# 3 day epic - Coed Brenin, BPW, Snowdon and Antur



## Jody (6 Jul 2016)

Me and a friend are planning a 3 day tour of Wales and looking to cram in as much as possible, so hoping some people here have done any of the places we are heading. It started as a "lets do Snowdon" conversation and has spiralled from there. Reckon we can fit a reasonable amount in if scheduled correctly. It won't be this side of October due to the voluntary ban on Snowdon

The itinerary initiall looks like being:
Wednesday - Early departure from Sheffield to Coed Brenin, what ever we can fit in before the drive down to a hotel near BPW for early evening. 
Thursday - BPW (uplift) all day then travel to a hotel near Snowdon for early evening
Friday - Snowdon early in the morning and then hoping to hit Antur for a couple of single uplifts if we are lucky enough to find it not fully booked.

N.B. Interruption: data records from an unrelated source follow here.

PR #1122, opened 2020-10-30
Fix Lammps Logfile location

jan-janssen:


jan-janssen:
This additionally requires https://github.com/pyiron/pylammpsmpi/pull/48 to fix the logging of parallel Lammps library jobs.

PR #1123, opened 2020-10-30
Add camera option to animate_structure as in plot3d

pmrv:
This just passes the parameter through to the NGL object.


jan-janssen (approved):
Looks good to me

pmrv:
I should also add that this makes the "orthographic" view the default instead of the "perspective" before, but I feel it's also much more useful.

jan-janssen:
As it is consistent with `plot3d()` I am fine with it

PR #1125, opened 2020-10-30
Use Docker file for mybinder

jan-janssen:


muh-hassani:
@jan-janssen why did you close this?

jan-janssen:
Because mybinder still triggers a new build every time we commit to the master branch, the only way to change this is a separate repository. Still it might make sense to have a docker container with all the dependencies, that would also accelerate our testing infrastructure.

muh-hassani:
Oh, I see. So it can't be used in this case :(

jan-janssen:
I created a pull request to build only the pyiron dependencies.

PR #1543, opened 2024-08-07
[SEDONA-636] Support GEOMETRY in Spark SQL table creation DDL

zhangfengcdt:

- Yes, the URL of the associated JIRA ticket is https://issues.apache.org/jira/browse/SEDONA-XXX. The PR name follows the format `[SEDONA-636] my subject`.

This PR add the geometry type in the table creation DDL. For example:
```
CREATE TABLE T_TEST_EXPLICIT_GEOMETRY (GEO_COL GEOMETRY)

CREATE TABLE T_TEST_EXPLICIT_GEOMETRY_2 (INT_COL INT, GEO_COL GEOMETRY)
```
Before the change, it throws error below:

DataType geometryee is not supported.(line 1, pos 62)

== SQL ==
CREATE TABLE T_TEST_EXPLICIT_GEOMETRY_2 (INT_COL INT, GEO_COL GEOMETRY)
--------------------------------------------------------------^^^

## How was this patch tested?
new unit test: SQLSyntaxTestScala


zhangfengcdt:
There are breaking changes to the SparkSqlParser and SparkSqlAstBuilder, that removed the configuration from the constructor (committed on Nov 14, 2020 ). The spark 3.0.3 thus failed.

https://github.com/apache/spark/commit/156704ba0dfcae39a80b8f0ce778b73913db03b2

jiayuasu:
What happens to the `spark-3.0` profile?

I understand that it could create some redundant code but I believe we should still replicate the tests to all profiles. What do you think? @zhangfengcdt

zhangfengcdt:
> What happens to the `spark-3.0` profile?
> 
> I understand that it could create some redundant code but I believe we should still replicate the tests to all profiles. What do you think? @zhangfengcdt

@jiayuasu I've just added the unit tests to all spark versions we currently support. For spark-3.0, I also refactor the custom sedona sql parser constructor to take the extra `conf` as the legacy spark codebase requires.

jiayuasu (approved):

If you were doing it would you choose anything different and are we over stretched for time. Is there anything at any of the destinations which are a 'must do trail'. Neither of us are into big gap type jumps but are OK with general bike handling. There is no point going round a 30km+ trail and finding out its a bit to gnar.


----------



## Levo-Lon (6 Jul 2016)

Id probabley skip Snowdon and do Llandegla?


----------



## Jody (6 Jul 2016)

Snowdon is one of the bucket list things and probably the only time I will ever get to take my mountain bike up a mountain. Although I might look into making it a 4 day epic (missus permitting) is Degla is worth an extra day.


----------



## Levo-Lon (6 Jul 2016)

My mate broke his frame on both vists to Snowdon ,but he is very much above average on the talanted rider stakes..
should be an Epic trip @Jody ,Wales is special when you get to go, i love it


----------



## PeteXXX (7 Jul 2016)

A mate and I had a couple of days in Wales last October. We did Coed y Brenin Black trail and Harlech on Day 1, drove to Caernarvon then Snowdon on Day 2.

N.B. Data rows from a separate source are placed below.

PR #1589, opened 2024-09-17
[SEDONA-655] DBSCAN

james-willis:

- Yes, the URL of the associated JIRA ticket is https://issues.apache.org/jira/browse/SEDONA-655. The PR name follows the format `[SEDONA-XXX] my subject`.

This PR add a DBSCAN function in the scala and python APIs of the spark implementation of sedona.

## How was this patch tested?
unit tests


jiayuasu:
@james-willis The memory consumption of new tests seem to be very high?

james-willis:
> @james-willis The memory consumption of new tests seem to be very high?

This is something I had worked with Kristin on in the past. We had thought it was related to cached dataframes holding references to broadcast relations. But this committed version of the code does not contain any caching, just checkpoints. 

There is some persisting inside of the connected component implementation, but those should be getting cleaned up. I'll check if something here is leaking persisted dataframes

james-willis:
Theres some dataframes inside of the connected components algo that dont get unpersisted. I will look into raising a PR in that repo tomorrow to fix that.

james-willis:
I submitted a fix to graphframes for this. I can clear the spark catalog if the disable broadcast fix doesnt resolve

https://github.com/graphframes/graphframes/pull/459

jiayuasu:
what are the remaining tasks for this PR?

james-willis:
just documentation

zwu-net:
> just documentation

After you guys (@james-willis @jiayuasu)  finish this, I'll write an article on this.

python/tests/stats/test_dbscan.py
```diff
@@ -0,0 +1,252 @@
...
+        try:
+            dbscan(df, -0.1, 5, "arealandmark")
+            assert False
+        except Exception:
+            assert True
+
+    def test_dbscan_invalid_min_pts(self):
+        df = self.create_sample_dataframe()
+
+        try:
```
Imbruced, line 174: I think that's equivalent 
```python
with pytest.raises(Exception):
    dbscan(df, 0.1, -5, "arealandmark")
```

spark/common/src/main/scala/org/apache/sedona/stats/Util.scala
```diff
@@ -0,0 +1,41 @@
...
+ * KIND, either express or implied.  See the License for the
+ * specific language governing permissions and limitations
+ * under the License.
+ */
+package org.apache.sedona.stats
+
+import org.apache.spark.sql.DataFrame
+import org.apache.spark.sql.sedona_sql.UDT.GeometryUDT
+
+private[stats] object Util {
```
Imbruced, line 24: what do you think about keeping code to the left ? 

```scala
def getGeometryColumnName(dataframe: DataFrame): String = {
    val geomFields = dataframe.schema.fields.filter(_.dataType == GeometryUDT)
    
    if (geomFields.length == 1) {
      geomFields.head.name
    }
    
    if (geomFields.isEmpty) {
      throw new IllegalArgumentException("No GeometryType column found. Provide a dataframe containing a geometry column.")
    }

    if (geomFields.length > 1 && !geomFields.exists(_.name == "geometry")) {
      throw new IllegalArgumentException(
        "Multiple GeometryType columns found. Provide the column name as an argument.")
    }

    "geometry"
  }
```

I think that way is more readable

python/tests/stats/test_dbscan.py
```diff
@@ -0,0 +1,252 @@
...
+        result.unpersist()
+
+        clusters = {
+            frozenset([y[0] for y in clusters_members if y[1] == x])
+            for x in set([y[1] for y in clusters_members])
+        }
+
+        return clusters
+
+    def test_dbscan_valid_parameters(self):
```
Imbruced, line 93: I think it might be a good use case for parametrized tests 
https://docs.pytest.org/en/7.1.x/how-to/parametrize.html

I mean you can try to create cases based on those loops 
      for epsilon in [0.6, 0.7, 0.8]:
            for min_pts in [3, 4, 5]:

python/tests/stats/test_dbscan.py
```diff
@@ -0,0 +1,252 @@
...
+from sedona.sql.st_functions import ST_Buffer
+from sklearn.cluster import DBSCAN as sklearnDBSCAN
+from sedona.stats.clustering.dbscan import dbscan
+
+from tests.test_base import TestBase
+
+
+class TestDBScan(TestBase):
+
+    def get_data(self):
```
Imbruced, line 30: that might be fixture 
https://docs.pytest.org/en/6.2.x/fixture.html

sth like 

```python
@pytest.fixture
def sample_db_scan_data():
    ...
```
and then for each function
```python
def test_sth(sample_db_scan_data):
```

python/sedona/stats/utils/__init__.py
```diff
@@ -0,0 +1,33 @@
...
+#  "AS IS" BASIS, WITHOUT WARRANTIES OR CONDITIONS OF ANY
+#  KIND, either express or implied.  See the License for the
+#  specific language governing permissions and limitations
+#  under the License.
+
+from pyspark.sql import DataFrame, Column, SparkSession
+from sedona.sql.types import GeometryType
+
+
+def get_geometry_column_name(df: DataFrame) -> Column:
```
Imbruced, line 22: I think here you can also keep happy path to the left as in the scala :)

spark/common/src/main/scala/org/apache/sedona/stats/clustering/DBSCAN.scala
```diff
@@ -0,0 +1,153 @@
...
+  def dbscan(
+      dataframe: DataFrame,
+      epsilon: Double,
+      min_pts: Int,
+      geometry: String = null,
+      includeOutliers: Boolean = true,
+      useSpheroid: Boolean = false): DataFrame = {
+
+    // We want to disable broadcast joins because the broadcast reference were using too much driver memory
+    val spark = SparkSession.getActiveSession.get
```
Imbruced, line 64: is here possible to have an empty session ?

spark/common/src/main/scala/org/apache/sedona/stats/clustering/DBSCAN.scala
```diff
@@ -0,0 +1,153 @@
...
+    val distanceFunction: (Column, Column) => Column =
+      if (useSpheroid) ST_DistanceSpheroid else ST_Distance
+
+    val hasIdColumn = dataframe.columns.contains("id")
+    val idDataframe = if (hasIdColumn) {
+      dataframe
+        .withColumnRenamed("id", ID_COLUMN)
+        .withColumn("id", sha2(to_json(struct("*")), 256))
+    } else {
+      dataframe.withColumn("id", sha2(to_json(struct("*")), 256))
```
Imbruced, line 81: duplicated records should be equal and aggregated or not ? I am wondering if here `monotonically_increasing_id ` function is enough ? I think that might by costly `sha2(to_json(struct("*"))` also as key for join might not be super efficient compared to bigints ?

james-willis: monotonically increasing id is not deterministic so it can give incorrect results in joins unless you immediately checkpoint after generating the ids. This blog does a decent job of describing the issue: https://xebia.com/blog/spark-surprises-for-the-uninitiated/ I've been bitten by this issue before, espcially when an executor crashes.

> duplicated records should be equal and aggregated or not ?

This implementation does not deal with duplicated records well. There is only a comment in the doc string saying dont provide duplicates. monotonically_increasing_id + checkpoint would handle duplicates.

spark/common/src/main/scala/org/apache/sedona/stats/clustering/DBSCAN.scala
james-willis: Only if the session crashed in some other test. The parent class initializes the spark session.

docs/api/stats/sql.md
```diff
@@ -0,0 +1,23 @@
+## Overview
+The stats module of Sedona implements Scala and Python functions that can be called on dataframes with spatial columns to perform geospatial statistical analysis. The stats module is built on top of the core module and provides a set of functions that can be used to perform spatial analysis on dataframes. The stats module is designed to be used with the core module and the viz module to provide a complete set of geospatial analysis tools.
```
kadolor, line 2:
```suggestion
Sedona's stats module provides Scala and Python functions for conducting geospatial
statistical analysis on dataframes with spatial columns. 
The stats module is built on top of the core module and provides a set of functions
that can be used to perform spatial analysis on these dataframes. The stats module
is designed to be used with the core module and the viz module to provide a
complete set of geospatial analysis tools.
```

docs/api/stats/sql.md
```diff
@@ -0,0 +1,23 @@
...
+
+## Using DBSCAN
+The DBSCAN function is provided at `org.apache.sedona.stats.DBSCAN.dbscan` in scala/java and `sedona.stats.dbscan.dbscan` in python.
+
+The function annotates a dataframe with a cluster label for each data record using the DBSCAN algorithm.
+The dataframe should contain at least one GeometryType column. Rows must be unique. If one
```
kadolor, line 8:
```suggestion
The dataframe should contain at least one `GeometryType` column. Rows must be unique. If one
```

docs/api/stats/sql.md
jiayuasu, line 1: This file is not put in the `mkdocs.yml` hence it will show up on the website navigation bar.

jiayuasu (changes requested):

docs/api/stats/sql.md
james-willis: on it. and fixing test failures.

jiayuasu (approved):

PR #1706, opened 2024-11-29
[SEDONA-636] fix some bugs when sedona parser running with other parser

freamdx:
* fix some blocking problem when running sql concurrently
* fix some error when setting "spark.sql.extensions" with different order
* improve performance


spark/common/src/main/scala/org/apache/sedona/sql/ParserRegistrator.scala
```diff
@@ -38,21 +38,6 @@ object ParserRegistrator {
...
-      val delegate: ParserInterface = sparkSession.sessionState.sqlParser
-
-      val parser =
-        ParserFactory.getParser(parserClassName, sparkSession.sessionState.conf, delegate)
-      val field = sparkSession.sessionState.getClass.getDeclaredField("sqlParser")
-      field.setAccessible(true)
-      field.set(sparkSession.sessionState, parser)
     } catch {
       case _: Exception =>
     }
```
Kontinuation, line 43: ParserRegistrator.scala is not needed anymore, as for now we register parsers using the extension interface instead of using the reflection trick. We can delete this file.

spark/common/src/main/scala/org/apache/sedona/spark/SedonaContext.scala
```diff
@@ -65,9 +65,6 @@ object SedonaContext {
     RasterRegistrator.registerAll(sparkSession)
     UdtRegistrator.registerAll()
     UdfRegistrator.registerAll(sparkSession)
-    if (sparkSession.conf.get("spark.sedona.enableParserExtension", "true").toBoolean) {
-      ParserRegistrator.register(sparkSession)
-    }
```
Kontinuation, line 70: NOTE: This introduces a behavior change. Now setting up `spark.sql.extensions` is required for enabling the parser extension. I think this is a reasonable change and I'm OK with it.

jiayuasu:
@freamdx can you address the comment from @Kontinuation ? Thanks! Then I will merge the PR.

freamdx:
> @freamdx can you address the comment from @Kontinuation ? Thanks! Then I will merge the PR.

done

jiayuasu:
@freamdx 

Can you do this? Thanks!
> ParserRegistrator.scala is not needed anymore, as for now we register parsers using the extension interface instead of using the reflection trick. We can delete this file.

freamdx:
> @freamdx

We rode up the Llanberis Path. The initial mile on tramac is ridiculously steep! It's all rideable though, they say... Some parts are quite smooth, but lots of it are like this. ^






Our route down was the Snowdon Ranger Path (that's the 'path' in the pic above) as far as a bridleway that took us across a coll for a cracking descent back to Llanberis.

Here's my Strava of Snowdon if you want to check the ride profile.
https://www.strava.com/activities/418063470

It'll be a great couple of days if you get the weather right. We had a bit of rain on day one, but nothing too bad, then good weather for Snowdon until the summit, where it was 40 mph winds 2 or 3 degrees C and fog. 

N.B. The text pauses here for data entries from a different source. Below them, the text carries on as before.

PR #1735, opened 2024-12-22
[WIP] add canonical links to docs

### LINKED ISSUE #1730: Add canonical links to the documentation pages
## Expected behavior

For all the versioned documentation pages to have canonical links to the latest documentation pages.

## Actual behavior

Canonical links are missing, which causes SEO issues.

## Example of problem

When I do a google search like "sedona ST_DistanceSphere", the 1.4.1 docs are the first result: https://sedona.apache.org/1.4.1/api/sql/Function/

We can fix this by adding canonical links to the pages.

We can just add this to the page: 

```
<link rel="canonical" href="https://sedona.apache.org/latest/api/sql/Function/" />
```

MrPowers:
Work in progress!

Fixes #1730.

Opened up an issue with mike cause it's potentially an issue on their end: https://github.com/jimporter/mike/issues/235

### DIFF
--- a/mkdocs.yml
+++ b/mkdocs.yml
@@ -174,6 +174,8 @@ theme:
 extra:
   version:
     provider: mike
+    default:
+      - latest
   social:
     - icon: fontawesome/brands/github-alt
       link: 'https://github.com/apache/sedona'
@@ -225,3 +227,5 @@ plugins:
       type: datetime
   - mkdocs-jupyter:
       include_source: True
+  - mike:
+      canonical_version: "latest"


MrPowers:
I added the `site_url` so I think this should be working now, but someone should double check!

I only think this will fix the docs on a go-forward basis.  We'd need to roll out some sort of hotfix if we wanted to add canonical links to all the existing docs sites.

jiayuasu:
@MrPowers is this ready to go?

PR #1751, opened 2025-01-10
[WIP] Expose spatial partitioning from SpatialRDD

paleolimbot:

- Yes, the URL of the associated JIRA ticket is https://issues.apache.org/jira/browse/SEDONA-695. The PR name follows the format `[SEDONA-695] my subject`.

Closes https://github.com/apache/sedona/issues/1268.

This PR exposes spatial partitioning information from the SpatialRDD API. Sedona is exceptionally good at this and the spatial community would love to have access to this information!

There are two pieces of information that would be helpful:

- The actual boundaries
- A partitioned RDD that remembers the partition identifier (i.e., partitioned results).

There are a few ideas in this PR...the boundaries seem straightforward but I'm a little new to the RDD API to know what the options are for returning these things.

## How was this patch tested?

Working on it!

- Yes, I have updated the documentation. (Or will when the API is settled)


spark/common/src/main/java/org/apache/sedona/core/spatialRDD/SpatialRDD.java
```diff
@@ -326,6 +327,25 @@ public void remove() {
...
+        .flatMapToPair(
+            new PairFlatMapFunction<T, Integer, T>() {
+              @Override
+              public Iterator<Tuple2<Integer, T>> call(T spatialObject) throws Exception {
+                return partitioner.placeObject(spatialObject);
+              }
+            })
+        .partitionBy(partitioner);
+  }
+
```
paleolimbot, line 348: This is probably not needed (the changes in the `Adapter` to preserve the partitioning of `spatialPartitionedRDD` into the output data frame should eliminate the need to keep any identifier alongside the partition).

spark/common/src/main/scala/org/apache/sedona/sql/utils/Adapter.scala
```diff
@@ -162,10 +162,14 @@ object Adapter {
       spatialRDD: SpatialRDD[T],
       schema: StructType,
       sparkSession: SparkSession): DataFrame = {
-    val rdd = spatialRDD.rawSpatialRDD.rdd.map[Row](geom => {
-      val stringRow = extractUserData(geom)
-      castRowToSchema(stringRow = stringRow, schema = schema)
-    })
+    val rdd = spatialRDD.rawSpatialRDD.rdd.mapPartitions(
```
paleolimbot, line 165: (But moved to a different overload since most of the time this will introduce duplicates)

```suggestion
    val rdd = spatialRDD.spatialPartitionedRDD.rdd.mapPartitions(
```

paleolimbot (commented):
This also would benefit from a `SpatialPartitioner` that removes duplicates (perhaps by wrapping a SpatialPartitioner, consuming the result of `placeObject` and deterministically choosing one of the results), since most of the time having duplicates when partitioning is not really desired.

james-willis:
Would it be better to add a preservePartitions arguments to the toDf method?

paleolimbot (commented):
For this to be universally useful (and to remove the warning in code and in the docs), we'll need partitioners that don't introduce duplicates. I'm happy to do that here or in another PR (with my preference being another PR since the changes are largely orthogonal).

> Would it be better to add a preservePartitions arguments to the toDf method?

@james-willis I didn't forget about this! I'm happy to defer to anything here...I added it as a separate function because there were already a lot of `toDf` overloads and I wasn't sure if there would have to be any more options for `toDfPartitioned` (there aren't yet, so maybe it wasn't needed!).

jiayuasu:
Close in favor of https://github.com/apache/sedona/pull/1780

I'm thinking of doing it again sometime soon if I get the chance.


----------



## Jody (7 Jul 2016)

Thanks @PeteXXX Your post (and the Strava link) has settled my nerves slightly. Althought it looks steep, it doesn't look too much harder than a few local peaks loops in terms of gradient and distance of the climbs, although they are normally split into 3 climbs rather than 1. Terrain looks fairly similar also. Its booked for early Oct so fingers crossed we are really lucky and have a little bit of an Indian summer left over. Knowing our luck it will be wash out coupled with low cloud and howling winds. 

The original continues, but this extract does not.